Ya, saya maklum lagunya sumbang. Karena mereka grogi. Saya pun juga grogi dinyanyikan begitu. Kalau tidak grogi pasti lariknya selesai dinyanyikan dengan indah merdu. Saya yakin begitu karena mereka-mereka itu sebenarnya penyanyi dan penyiar. Kabarnya Erni pernah juara dangdut. Badliana, Linda, penyiar radio Pro-Kom. Yanti kabarnya sering latihan nyanyi di kamar mandi. Dian, sering jadi pembawa acara dan moderator.
Kalau bukan karena grogi, karena apa lagi?
Lantas satu persatu mereka mengucapkan selamat ulang tahun. Sambil salaman. Nah betul, umumnya tangan mereka sejuk. Tanda grogi!
Saya merasa terharu. Memang saya pernah mendapatkan perhatian dari mahasiswa PPL yang saya bimbing lima tahun lalu. Memang saya ada mendapatkan ucapan selamat ulang tahun lewat sms. Tetapi, membayangkan dapat kue ulang tahun, belum pernah. Erni dan kawan-kawan memang membuat kejutan.
Mereka memperhatikan saya. Orang yang dicap oleh sebagian mahasiswa sebagai orang yang killer, orang yang kaku, orang yang otoriter dan orang yang arogan.
Saya bertanya dalam hati, mengapa orang seperti saya mendapat ‘rayaan’ ulang tahun dari mahasiswa?
Yang membuat saya kemudian sangat terharu, saya mendapat bocoran bahwa mahasiswa itu ternyata mengumpulkan uang Rp 5000 seorang untuk membuat kue ulang tahun saya. Total Rp 40. 000. Jumlah Rp 5000 memang kecil. Tetapi perhatian yang diberikan tidak ternilai. Saya jadi malu sendiri.
Saya memotong kue yang dibawa Erni – roti black forest yang di atasnya ditaburi meses.
Saya memberikan kepada Linda yang membuat kue itu, kepada Erni yang menjadi penggagas, kepada Dian yang menjadi pengumpul uang Lalu kepada Badliana yang motornya menjadi ‘angkutan umum’, kepada Yanti, Nisa.
Kemudian saya membagikan kepada rekan yang ada di ruangan P3M. Yapandi Ramli, Fahmi Ichwan, Setia, Zulfian, Ibrahim.
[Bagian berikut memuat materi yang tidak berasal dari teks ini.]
PR #2095, opened 2020-05-10
signing: Change API to create instances directly

cgwalters:
This cleans up the verification code; it was weird how
we'd get the list of known names and then try to create
an instance from it (and throw an error if that failed, which
couldn't happen).

### DIFF
--- a/src/libostree/ostree-repo-pull-verify.c
+++ b/src/libostree/ostree-repo-pull-verify.c
@@ -142,6 +142,9 @@ _signapi_load_public_keys (OstreeSign *sign,
   return TRUE;
 }
 
+/* Iterate over all known signing types, and check if the commit is signed
+ * by at least one.
+ */
 gboolean
 _sign_verify_for_remote (OstreeRepo *repo,
                           const gchar *remote_name,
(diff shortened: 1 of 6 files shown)


src/libostree/ostree-repo-pull-verify.c
```diff
@@ -150,31 +150,19 @@ _sign_verify_for_remote (OstreeRepo *repo,
...
+  for (guint i = 0; i < signers->len; i++)
     {
-      g_autoptr (OstreeSign) sign = NULL;
-      g_autoptr (GVariant) signatures = NULL;
-      const gchar *signature_key = NULL;
-      GVariantType *signature_format = NULL;
-
-      if ((sign = ostree_sign_get_by_name (*iter, NULL)) == NULL)
-        {
-          n_unknown_signatures++;
```
cgwalters, line 168: Also I think previously I said something like we were parsing the list of signatures from the commit object - in doing this commit I realized I was wrong.  

But we have a deeper problem which is that because we've mixed in "signapi signatures" with other metadata, we can't do anything like say "this commit was signed, but with an engine we don't know about".

Oh hmm, I guess we could actually check the metadata to see if there's any `ostree.sign.*` keys that we don't know about.  So yeah this is fine, nevermind!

Rekan kerja lain yang melintas di depan ruang juga dipanggil, ikut menikmati kue ulang tahun.
Saya mengajak mereka itu makan kue, karena saya ingin membuat mereka mengingatkan saya, bahwa saya harus memperhatikan orang lain selalu. Sewajarnya saya membalas perhatian itu kepada Erni dan kawan-kawan, serta kepada orang lain juga.

TERIMA KASIH JUGA KEPADA; PROF DR. JAMES T. COLLINS YANG MENGUCAPKAN SELAMAT ULANG TAHUN PERTAMA SEKALI SAAT KAMI BERTEMU DI HOTEL KARTIKA TANGGAL 8 APRIL 2008. TERIMA KASIH JUGA KEPADA HAIRUL BARIYAH (ISTRI SAYA). DEDI ARI ASFAR, EVI FLAVIA (IDRD), AMALIA IRFANI, JUNIAWATI, DLL.
MOHON DOA SEMOGA SAYA BISA MEMANFAATKAN SISA UMUR DENGAN SEBAIK-BAIKNYA.